To do: Each record beneath this sentence is to be transcribed exactly as it reads.

[Stored data entries]
......

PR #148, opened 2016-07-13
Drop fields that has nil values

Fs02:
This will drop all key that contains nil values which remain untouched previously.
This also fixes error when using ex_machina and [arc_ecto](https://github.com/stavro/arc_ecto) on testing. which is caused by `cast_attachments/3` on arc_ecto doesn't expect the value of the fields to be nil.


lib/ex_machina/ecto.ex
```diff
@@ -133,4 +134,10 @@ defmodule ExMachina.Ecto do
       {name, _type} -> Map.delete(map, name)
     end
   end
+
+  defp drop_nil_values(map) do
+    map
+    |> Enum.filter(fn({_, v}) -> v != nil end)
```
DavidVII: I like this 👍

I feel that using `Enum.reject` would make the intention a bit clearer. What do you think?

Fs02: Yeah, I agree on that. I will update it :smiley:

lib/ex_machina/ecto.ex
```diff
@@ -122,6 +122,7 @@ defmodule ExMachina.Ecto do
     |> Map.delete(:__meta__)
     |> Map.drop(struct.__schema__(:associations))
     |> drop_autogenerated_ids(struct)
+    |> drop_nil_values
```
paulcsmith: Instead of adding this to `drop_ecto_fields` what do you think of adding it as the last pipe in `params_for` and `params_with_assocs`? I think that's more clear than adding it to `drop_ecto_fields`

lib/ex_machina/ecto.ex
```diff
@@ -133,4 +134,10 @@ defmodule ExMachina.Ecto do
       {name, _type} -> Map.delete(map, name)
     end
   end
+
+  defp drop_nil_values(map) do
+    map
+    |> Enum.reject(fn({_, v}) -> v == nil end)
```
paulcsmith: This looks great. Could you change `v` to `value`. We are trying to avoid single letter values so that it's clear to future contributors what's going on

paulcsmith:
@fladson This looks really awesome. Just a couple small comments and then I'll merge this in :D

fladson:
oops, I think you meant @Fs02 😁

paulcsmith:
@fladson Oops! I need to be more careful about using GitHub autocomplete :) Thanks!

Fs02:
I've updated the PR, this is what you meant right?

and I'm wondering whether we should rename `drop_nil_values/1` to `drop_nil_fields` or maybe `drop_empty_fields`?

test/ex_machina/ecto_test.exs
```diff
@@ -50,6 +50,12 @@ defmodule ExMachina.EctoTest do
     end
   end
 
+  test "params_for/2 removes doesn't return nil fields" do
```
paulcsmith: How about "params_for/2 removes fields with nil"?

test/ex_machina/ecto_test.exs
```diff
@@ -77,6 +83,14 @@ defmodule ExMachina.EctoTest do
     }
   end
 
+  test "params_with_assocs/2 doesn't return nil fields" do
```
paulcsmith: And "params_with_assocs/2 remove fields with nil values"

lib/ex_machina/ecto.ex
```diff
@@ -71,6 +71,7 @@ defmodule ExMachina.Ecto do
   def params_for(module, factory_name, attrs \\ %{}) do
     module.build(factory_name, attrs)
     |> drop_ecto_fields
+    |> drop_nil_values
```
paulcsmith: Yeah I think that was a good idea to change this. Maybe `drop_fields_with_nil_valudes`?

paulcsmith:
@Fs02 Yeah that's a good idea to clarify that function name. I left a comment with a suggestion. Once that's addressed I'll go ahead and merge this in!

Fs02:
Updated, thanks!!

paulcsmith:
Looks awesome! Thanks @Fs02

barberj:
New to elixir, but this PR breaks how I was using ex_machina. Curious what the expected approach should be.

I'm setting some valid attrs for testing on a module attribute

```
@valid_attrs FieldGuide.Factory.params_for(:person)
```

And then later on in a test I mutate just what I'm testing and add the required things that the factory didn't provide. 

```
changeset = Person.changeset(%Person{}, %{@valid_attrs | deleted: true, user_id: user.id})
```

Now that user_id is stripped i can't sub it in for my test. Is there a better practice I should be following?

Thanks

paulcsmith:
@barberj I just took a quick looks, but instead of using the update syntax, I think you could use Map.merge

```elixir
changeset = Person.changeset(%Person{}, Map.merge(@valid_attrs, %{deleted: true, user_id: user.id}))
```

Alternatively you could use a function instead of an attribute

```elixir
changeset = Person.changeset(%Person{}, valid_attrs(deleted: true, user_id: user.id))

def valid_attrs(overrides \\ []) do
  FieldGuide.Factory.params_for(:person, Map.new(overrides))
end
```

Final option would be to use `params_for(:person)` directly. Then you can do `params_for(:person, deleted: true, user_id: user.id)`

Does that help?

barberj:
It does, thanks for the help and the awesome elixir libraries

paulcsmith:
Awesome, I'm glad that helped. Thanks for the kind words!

......

Exercise answer:
PR #148, opened 2016-07-13
Drop fields that has nil values

Fs02:
This will drop all key that contains nil values which remain untouched previously.
This also fixes error when using ex_machina and [arc_ecto](https://github.com/stavro/arc_ecto) on testing. which is caused by `cast_attachments/3` on arc_ecto doesn't expect the value of the fields to be nil.


lib/ex_machina/ecto.ex
```diff
@@ -133,4 +134,10 @@ defmodule ExMachina.Ecto do
       {name, _type} -> Map.delete(map, name)
     end
   end
+
+  defp drop_nil_values(map) do
+    map
+    |> Enum.filter(fn({_, v}) -> v != nil end)
```
DavidVII: I like this 👍

I feel that using `Enum.reject` would make the intention a bit clearer. What do you think?

Fs02: Yeah, I agree on that. I will update it :smiley:

lib/ex_machina/ecto.ex
```diff
@@ -122,6 +122,7 @@ defmodule ExMachina.Ecto do
     |> Map.delete(:__meta__)
     |> Map.drop(struct.__schema__(:associations))
     |> drop_autogenerated_ids(struct)
+    |> drop_nil_values
```
paulcsmith: Instead of adding this to `drop_ecto_fields` what do you think of adding it as the last pipe in `params_for` and `params_with_assocs`? I think that's more clear than adding it to `drop_ecto_fields`

lib/ex_machina/ecto.ex
```diff
@@ -133,4 +134,10 @@ defmodule ExMachina.Ecto do
       {name, _type} -> Map.delete(map, name)
     end
   end
+
+  defp drop_nil_values(map) do
+    map
+    |> Enum.reject(fn({_, v}) -> v == nil end)
```
paulcsmith: This looks great. Could you change `v` to `value`. We are trying to avoid single letter values so that it's clear to future contributors what's going on

paulcsmith:
@fladson This looks really awesome. Just a couple small comments and then I'll merge this in :D

fladson:
oops, I think you meant @Fs02 😁

paulcsmith:
@fladson Oops! I need to be more careful about using GitHub autocomplete :) Thanks!

Fs02:
I've updated the PR, this is what you meant right?

and I'm wondering whether we should rename `drop_nil_values/1` to `drop_nil_fields` or maybe `drop_empty_fields`?

test/ex_machina/ecto_test.exs
```diff
@@ -50,6 +50,12 @@ defmodule ExMachina.EctoTest do
     end
   end
 
+  test "params_for/2 removes doesn't return nil fields" do
```
paulcsmith: How about "params_for/2 removes fields with nil"?

test/ex_machina/ecto_test.exs
```diff
@@ -77,6 +83,14 @@ defmodule ExMachina.EctoTest do
     }
   end
 
+  test "params_with_assocs/2 doesn't return nil fields" do
```
paulcsmith: And "params_with_assocs/2 remove fields with nil values"

lib/ex_machina/ecto.ex
```diff
@@ -71,6 +71,7 @@ defmodule ExMachina.Ecto do
   def params_for(module, factory_name, attrs \\ %{}) do
     module.build(factory_name, attrs)
     |> drop_ecto_fields
+    |> drop_nil_values
```
paulcsmith: Yeah I think that was a good idea to change this. Maybe `drop_fields_with_nil_valudes`?

paulcsmith:
@Fs02 Yeah that's a good idea to clarify that function name. I left a comment with a suggestion. Once that's addressed I'll go ahead and merge this in!

Fs02:
Updated, thanks!!

paulcsmith:
Looks awesome! Thanks @Fs02

barberj:
New to elixir, but this PR breaks how I was using ex_machina. Curious what the expected approach should be.

I'm setting some valid attrs for testing on a module attribute

```
@valid_attrs FieldGuide.Factory.params_for(:person)
```

And then later on in a test I mutate just what I'm testing and add the required things that the factory didn't provide. 

```
changeset = Person.changeset(%Person{}, %{@valid_attrs | deleted: true, user_id: user.id})
```

Now that user_id is stripped i can't sub it in for my test. Is there a better practice I should be following?

Thanks

paulcsmith:
@barberj I just took a quick looks, but instead of using the update syntax, I think you could use Map.merge

```elixir
changeset = Person.changeset(%Person{}, Map.merge(@valid_attrs, %{deleted: true, user_id: user.id}))
```

Alternatively you could use a function instead of an attribute

```elixir
changeset = Person.changeset(%Person{}, valid_attrs(deleted: true, user_id: user.id))

def valid_attrs(overrides \\ []) do
  FieldGuide.Factory.params_for(:person, Map.new(overrides))
end
```

Final option would be to use `params_for(:person)` directly. Then you can do `params_for(:person, deleted: true, user_id: user.id)`

Does that help?

barberj:
It does, thanks for the help and the awesome elixir libraries

paulcsmith:
Awesome, I'm glad that helped. Thanks for the kind words!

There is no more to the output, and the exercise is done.